#### TO DO
Within these entries, which lines include the string "tapicoa"? Copy each one.

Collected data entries
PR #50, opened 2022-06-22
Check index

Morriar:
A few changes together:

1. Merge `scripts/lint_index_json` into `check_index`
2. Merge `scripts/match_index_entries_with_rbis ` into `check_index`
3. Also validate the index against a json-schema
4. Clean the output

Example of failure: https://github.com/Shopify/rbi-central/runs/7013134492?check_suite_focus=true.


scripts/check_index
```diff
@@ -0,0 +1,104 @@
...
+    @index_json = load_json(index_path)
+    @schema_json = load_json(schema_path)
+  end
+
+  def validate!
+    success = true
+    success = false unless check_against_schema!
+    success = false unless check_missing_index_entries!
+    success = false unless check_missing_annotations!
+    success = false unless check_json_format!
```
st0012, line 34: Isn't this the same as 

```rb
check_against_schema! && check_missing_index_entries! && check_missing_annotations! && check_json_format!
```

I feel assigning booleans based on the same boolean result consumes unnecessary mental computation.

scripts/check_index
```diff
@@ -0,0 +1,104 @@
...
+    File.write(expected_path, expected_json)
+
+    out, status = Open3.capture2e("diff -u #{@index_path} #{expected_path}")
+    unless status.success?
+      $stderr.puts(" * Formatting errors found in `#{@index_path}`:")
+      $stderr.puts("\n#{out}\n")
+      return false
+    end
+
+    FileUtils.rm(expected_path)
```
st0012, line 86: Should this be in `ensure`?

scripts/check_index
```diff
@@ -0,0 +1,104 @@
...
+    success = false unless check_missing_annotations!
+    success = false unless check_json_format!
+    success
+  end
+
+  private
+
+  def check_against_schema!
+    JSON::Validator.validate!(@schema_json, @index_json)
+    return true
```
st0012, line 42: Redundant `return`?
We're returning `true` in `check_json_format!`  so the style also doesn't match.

...

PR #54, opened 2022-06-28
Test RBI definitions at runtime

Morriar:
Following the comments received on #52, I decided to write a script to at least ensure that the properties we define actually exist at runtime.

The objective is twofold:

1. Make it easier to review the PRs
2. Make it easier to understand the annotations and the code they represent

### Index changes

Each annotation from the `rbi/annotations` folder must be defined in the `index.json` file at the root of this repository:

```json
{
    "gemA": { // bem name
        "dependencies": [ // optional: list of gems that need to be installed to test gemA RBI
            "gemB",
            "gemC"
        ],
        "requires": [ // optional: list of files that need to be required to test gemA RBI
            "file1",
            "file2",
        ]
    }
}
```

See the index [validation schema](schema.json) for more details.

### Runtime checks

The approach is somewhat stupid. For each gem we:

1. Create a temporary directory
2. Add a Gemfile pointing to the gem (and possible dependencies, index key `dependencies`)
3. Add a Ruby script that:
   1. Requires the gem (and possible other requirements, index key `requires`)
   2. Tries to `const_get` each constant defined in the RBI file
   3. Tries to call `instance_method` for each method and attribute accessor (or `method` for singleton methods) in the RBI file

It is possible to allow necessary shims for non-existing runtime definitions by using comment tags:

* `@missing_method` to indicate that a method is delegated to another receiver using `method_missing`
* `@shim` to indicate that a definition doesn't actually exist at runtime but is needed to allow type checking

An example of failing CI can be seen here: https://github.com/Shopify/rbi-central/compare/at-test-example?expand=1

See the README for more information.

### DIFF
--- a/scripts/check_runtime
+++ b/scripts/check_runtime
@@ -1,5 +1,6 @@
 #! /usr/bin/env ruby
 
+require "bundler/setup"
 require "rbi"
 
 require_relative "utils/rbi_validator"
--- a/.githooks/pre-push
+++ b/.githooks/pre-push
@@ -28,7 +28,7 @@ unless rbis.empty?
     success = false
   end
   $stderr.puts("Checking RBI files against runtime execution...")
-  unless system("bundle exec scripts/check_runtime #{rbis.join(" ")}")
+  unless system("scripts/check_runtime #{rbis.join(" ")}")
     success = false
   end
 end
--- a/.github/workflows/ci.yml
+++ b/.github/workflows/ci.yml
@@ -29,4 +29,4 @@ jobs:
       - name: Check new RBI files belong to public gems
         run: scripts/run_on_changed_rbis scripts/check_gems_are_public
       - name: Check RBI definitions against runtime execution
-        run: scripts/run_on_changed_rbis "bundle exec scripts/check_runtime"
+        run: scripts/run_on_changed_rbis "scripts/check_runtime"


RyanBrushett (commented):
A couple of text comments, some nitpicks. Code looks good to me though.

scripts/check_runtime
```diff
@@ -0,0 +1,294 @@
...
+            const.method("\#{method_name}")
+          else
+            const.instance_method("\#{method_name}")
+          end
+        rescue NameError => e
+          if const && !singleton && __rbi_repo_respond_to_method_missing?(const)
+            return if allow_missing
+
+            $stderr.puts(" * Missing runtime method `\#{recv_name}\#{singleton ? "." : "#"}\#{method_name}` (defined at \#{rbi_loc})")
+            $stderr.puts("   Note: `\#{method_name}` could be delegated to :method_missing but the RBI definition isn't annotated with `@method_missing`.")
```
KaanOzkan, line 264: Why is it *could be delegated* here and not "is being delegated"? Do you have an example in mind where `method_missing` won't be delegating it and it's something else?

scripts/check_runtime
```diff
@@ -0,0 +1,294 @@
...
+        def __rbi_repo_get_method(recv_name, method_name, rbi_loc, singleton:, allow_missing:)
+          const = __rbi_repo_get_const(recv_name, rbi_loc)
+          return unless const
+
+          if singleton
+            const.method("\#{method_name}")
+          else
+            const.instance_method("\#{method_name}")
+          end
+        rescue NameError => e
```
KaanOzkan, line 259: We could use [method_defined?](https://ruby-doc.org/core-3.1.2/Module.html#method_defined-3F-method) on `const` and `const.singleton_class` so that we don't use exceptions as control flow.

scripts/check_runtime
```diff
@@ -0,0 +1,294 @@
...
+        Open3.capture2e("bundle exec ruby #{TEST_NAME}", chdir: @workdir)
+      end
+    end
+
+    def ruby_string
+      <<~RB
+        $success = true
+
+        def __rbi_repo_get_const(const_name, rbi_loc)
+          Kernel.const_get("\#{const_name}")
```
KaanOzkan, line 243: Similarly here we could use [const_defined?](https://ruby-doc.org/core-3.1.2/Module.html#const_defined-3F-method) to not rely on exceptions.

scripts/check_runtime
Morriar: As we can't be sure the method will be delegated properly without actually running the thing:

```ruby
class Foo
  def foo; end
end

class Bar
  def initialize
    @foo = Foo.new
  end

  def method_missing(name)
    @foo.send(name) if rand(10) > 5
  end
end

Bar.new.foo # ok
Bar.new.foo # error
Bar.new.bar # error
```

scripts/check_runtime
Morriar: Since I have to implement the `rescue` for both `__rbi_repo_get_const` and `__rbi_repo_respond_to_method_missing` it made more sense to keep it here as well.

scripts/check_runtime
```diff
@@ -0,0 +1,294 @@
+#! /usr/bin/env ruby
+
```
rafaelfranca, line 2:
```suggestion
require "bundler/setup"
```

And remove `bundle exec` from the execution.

* * *

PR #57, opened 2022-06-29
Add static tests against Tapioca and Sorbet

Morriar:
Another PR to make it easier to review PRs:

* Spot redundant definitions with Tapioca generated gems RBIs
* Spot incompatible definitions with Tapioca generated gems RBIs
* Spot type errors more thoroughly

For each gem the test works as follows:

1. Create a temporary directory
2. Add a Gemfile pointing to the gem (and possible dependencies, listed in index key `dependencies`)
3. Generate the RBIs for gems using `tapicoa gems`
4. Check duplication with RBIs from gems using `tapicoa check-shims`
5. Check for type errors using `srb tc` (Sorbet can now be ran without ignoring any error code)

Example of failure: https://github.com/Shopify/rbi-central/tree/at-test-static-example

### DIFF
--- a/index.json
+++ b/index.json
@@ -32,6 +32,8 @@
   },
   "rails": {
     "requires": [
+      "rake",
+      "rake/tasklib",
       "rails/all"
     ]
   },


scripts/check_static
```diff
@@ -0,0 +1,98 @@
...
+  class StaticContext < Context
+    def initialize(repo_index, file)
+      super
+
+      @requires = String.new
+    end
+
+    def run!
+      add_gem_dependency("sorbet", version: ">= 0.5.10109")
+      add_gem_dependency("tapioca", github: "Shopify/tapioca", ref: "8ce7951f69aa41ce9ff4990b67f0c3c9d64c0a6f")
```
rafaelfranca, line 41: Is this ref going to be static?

#### TASK OUTPUT
3. Generate the RBIs for gems using `tapicoa gems`
4. Check duplication with RBIs from gems using `tapicoa check-shims`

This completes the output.